Flowco in the UK and Renfro associates in the USA were further acquisitions in 2013, both adding to the company's service capabilities, and the Italian actuator manufacturer GT Attuatori Srl was also purchased. In 2014 Rotork acquired Young Tech Co. Ltd. (YTC), a Korean instrumentation manufacturer. In 2014 Rotork also acquired Xylem Flow Control Limited (XFC), based in Wolverhampton, UK, a leading manufacturer of solenoid valves and instruments under the Midland-ACS, Alcon Solenoid Valves and Landon Kingsway brands for £18 million. At the beginning of 2015 Rotork acquired part of Omas Teknik, its sales and service agent in Turkey. M&M International Srl, and Bifold Group were acquired in 2015.
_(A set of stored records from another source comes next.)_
PR #1762, opened 2019-06-05
Slight machinery code cleanup

DominikPanic:
Removes unused procs and defines, makes existing stuff use the better/standardized ones.
Should only improve performance.

### DIFF
--- a/code/modules/recycling/conveyor2.dm
+++ b/code/modules/recycling/conveyor2.dm
@@ -9,7 +9,7 @@
 	layer = CONVEYOR_LAYER // so they appear under stuff
 	anchored = 1
 	var/operating = 0	// 1 if running forward, -1 if backwards, 0 if off
-	var/is_operational = 1	// true if can operate (no broken segments in this belt run)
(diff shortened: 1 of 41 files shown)


code/modules/recycling/conveyor2.dm
```diff
@@ -9,7 +9,7 @@
 	layer = CONVEYOR_LAYER // so they appear under stuff
 	anchored = 1
 	var/operating = 0	// 1 if running forward, -1 if backwards, 0 if off
-	var/operable = 1	// true if can operate (no broken segments in this belt run)
+	var/is_operational = 1	// true if can operate (no broken segments in this belt run)
```
Rohesie:
```suggestion
	var/is_operational = TRUE	// true if can operate (no broken segments in this belt run)
```

DominikPanic: Oof that's one I missed in the mass replacement. I'll likely not change this value, let me see.

Rohesie:
Merge conflict.

PR #1766, opened 2019-06-05
LOS Reduces screech effectiveness

psykzz:
## About The Pull Request

This adds an extra LOS check into the queen and reduces the effectiveness of screech for mobs not in LOS of the target.

## Why It's Good For The Game

This stops a queen running up to the side of a wall and screeching, with no counter play.

## Changelog
:cl:
balance: Queen screech is reduced by 30% when out of LOS.
/:cl:


code/modules/mob/living/carbon/xenomorph/castes/queen/abilities_queen.dm
```diff
@@ -146,10 +146,15 @@
 	X.create_shriekwave() //Adds the visual effect. Wom wom wom
 	//stop_momentum(charge_dir) //Screech kills a charge
 
-	for(var/mob/living/L in range(world.view, X))
+	var/screech_range = world.view
```
DominikPanic: If you're using this just in the proc then there's zero point to having this instead of world.view. It doesn't allow customization and only further obfuscates the code.

Rohesie:
With the changes to xeno vision, `view()` may no longer reflect what it used to.
Test if this gets actually triggered.

psykzz:
Fixed the issue @Rohesie and i also updated the loop a little.

Did some profiling with `range` vs `get_dist`.
Tested 1000 loops on around 134 mobs.

```
                                               Profile results (total time)
Proc Name                                                                  Self CPU    Total CPU    Real Time     Overtime        Calls
----------------------------------------------------------------------    ---------    ---------    ---------    ---------    ---------
/proc/screech_2                                                               0.197       36.535       36.555        0.161         1000
/proc/screech_1                                                               0.312       37.100       37.086        0.005         1000
```

PR #1768, opened 2019-06-05
A greater mob define cleanup.

DominikPanic:
Ninja said that refactoring mob code brings out the madness in men. He was right. But I won't give up.


Rohesie:
From what I gather you are moving variables around and then fixing what breaks when that happens.
Could you list the variables changed, and if you are many any different changes?

DominikPanic:
> 
> 
> From what I gather you are moving variables around and then fixing what breaks when that happens.
> Could you list the variables changed, and if you are many any different changes?

Everything that had a comment like living/carbon has been moved appropriately. /tg/ has these in the proper file. There are not many different changes, this is just cleaning up old bay shitcode.

Issue #994, opened 2019-03-06
You can prevent the queen from locking down a dropship before it's too late and it can be sent back to be blocked again.


MiniMeatwad:
## Reproduction:
Place a rocket frame and ripley blocking the shuttle console and lockdown button and you can prevent the xenos from using the dropship, call it back, kill any xenos on board and block it again if possible. Can be abused to stall a round for a long time. This only works if the queen doesn't know how to access the lockdown button or shuttle console, which is to climb over the rocket frame and break the ripley, which sometimes can only be destroyed by aciding it. As said by someone else, it's like a gate for xeno queens that don't know how to climb over a rocket frame, it's very obscure and unknown as even being an option, and doesn't really have a reason to exist other than for veterans to trick newer players into dying.

DominikPanic:
This can't be feasibly fixed tbh

InterroLouis:
Eh, I mean, you could prevent people from depositing things on the floor in the dropship using a Ripley if you really wanted to. Probably, somehow. Through the magics of coding, knowledge of which is byond me.

DominikPanic:
> 
> 
> Eh, I mean, you could prevent people from depositing things on the floor in the dropship using a Ripley if you really wanted to. Probably, somehow. Through the magics of coding, knowledge of which is byond me.

Snowflake code not possible to do properly until components

DominikPanic:
It's possible to fix properly now I suppose, though has it really been an issue?

Rohesie:
This is more organically fixed by making those things destroyable by xeno melee attacks.

DominikPanic:
Very goo idea, I'll get onto that.

PR #1773, opened 2019-06-06
Makes dropship-placeable structures destructible by xenos

DominikPanic:
Should prevent the blocking.
Fixes: #994


Pariah919:
can't you use razor wire and a turret to also accomplish blocking? Also you can climb on these anyway.

DominikPanic:
> 
> 
> can't you use razor wire and a turret to also accomplish blocking? Also you can climb on these anyway.

Razorwires and turrets are slashable. These are not.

Also in 2015 Rotork acquired Servo Moteurs Service, an actuator service business located in the South of France, as an important step forward in the development of Rotork's direct service offering to its customers and Roto Hammer, a manufacturer of custom-designed chain wheel manual valve operators based in Tulsa, Oklahoma, USA. In the beginning of 2016 Rotork acquired Mastergear, a leading manufacturer of manual and motorised gearboxes for valves, which has operations in Italy and the US, to strengthen its gearboxes offering.

Rotork acquired Hanbay in August 2023. The company designs and manufactures precise, miniature electric actuators that offer a compact profile and high torque design for small and instrument valves.

In March 2025, Rotork acquired Noah Actuation, a South Korean manufacturer of electric actuators. Headquartered in Seoul, Noah employs around 80 people and aligns with Rotork's end markets and key target segments.

In July 2026, ABB announced that it would acquire Rotork for $5.5 billion.

==Operations==
The company is a designer and manufacturer of industrial flow control products encompassing valve actuators, gearboxes, control systems, instrumentation and accessories.